Ball Aerospace & Technologies has completed the precision coating process of the primary mirror for NASA’s Kepler Mission, a mission that is specifically designed to detect Earth-size and smaller planets near stars within our region of the Milky Way galaxy. The mission will search for planets in or near the habitable zone (HZ) of stars in our galaxy, where HZ is defined as the distance from a star where liquid water can exist on a planet’s surface.
Completion of the primary mirror’s coating culminates a four-year development program to design and build a large, lightweight mirror for use in space. The mirror was coated using an enhanced, silver coating technology provided by Surface Optics that is designed to provide the NASA mission with the sensitivity needed to detect planets as they pass in front of stars.

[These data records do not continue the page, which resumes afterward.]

PR #244, opened 2015-03-13
Path Manager: Revit specific changes

Benglin:
Background
-----
`DynamoPathManager` has been [completely removed in `DynamoDS/Dynamo:master` branch](https://github.com/DynamoDS/Dynamo/pull/3934), this pull request updates Revit side of things to make use of the new path management system.

Changes
-----
1. References to `DynamoPathManager` are now removed.

2. `class RevitPathResolver : IPathResolver` interface implementation is introduced. Its job is to add `Revit_20xx` into additional resolution path collection, and to include both `RevitNodes.dll` and `SimpleRaaS.dll` for preloading.

3. `DynamoRevit.InitializeCoreModel` now supplies a `RevitPathResolver` object to `RevitDynamoModel`. Its job is to provide additional information about resolution path and preloaded node assemblies.

4. We no longer create a `PreferenceSettings` object and hand it off to `RevitDynamoModel` at start up. The `Preferences` reference is left as `null` so that an instance is created within `DynamoModel` constructor.

5. `class RevitTestPathResolver : IPathResolver` class is introduced. It is equivalent to `RevitPathResolver`, except that it is meant for Revit test cases. In addition to that, it also allows assembly directory (the one that contains `RevitNodes.dll` and `SimpleRaaS.dll`) to be specified.

Notes to Reviewer
-----
Hi @ikeough, please have a look. Note that `AssemblyResolver` is no longer a `static` class. Based on your recent experience with Revit test failures, could you please suggest any particular tests to run in Revit Test Framework? Thanks!

Hi @Randy-Ma, this is for your information, thanks again for the help along the way!


src/DynamoRevit/Models/RevitDynamoModel.cs
```diff
@@ -97,14 +98,6 @@ public new static RevitDynamoModel Start(IRevitStartConfiguration configuration)
...
             if (string.IsNullOrEmpty(configuration.Context))
                 configuration.Context = Core.Context.REVIT_2014;
-            if (string.IsNullOrEmpty(configuration.DynamoCorePath))
-            {
-                var asmLocation = Assembly.GetExecutingAssembly().Location;
-                configuration.DynamoCorePath = Path.GetDirectoryName(asmLocation);
-            }
-
-            if (configuration.Preferences == null)
-                configuration.Preferences = new PreferenceSettings();
```
Benglin: Doing `new PreferenceSettings()` here is as good as doing it in `DynamoModel` base class. Unless `RevitDynamoModel` wants to supply a different implementation, it does not have to do this here (it's making something that is defined in `DynamoCore`, and then pass it back into `DynamoCore`, which is weird). Passing `null` here results in the same `new PreferenceSettings()` call in `DynamoModel`.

In addition to completing the primary mirror’s coating, Ball Aerospace has also completed integration of the detector array assembly. These milestones meet a critical path requirement and allow the program to begin integration and test on the photometer telescope and focal plane array assembly.
The Kepler instrument, a custom-built, 0.95-m aperture Schmidt telescope, operates with a 1.4-m primary mirror and an array of 46 charge-coupled devices at the focus. It features a focal plane array of 95 megapixels that will measure the brightness of 100,000 stars every 30 min.
Ball Aerospace is also building the spacecraft for the Kepler Mission, which is scheduled to launch in February 2009.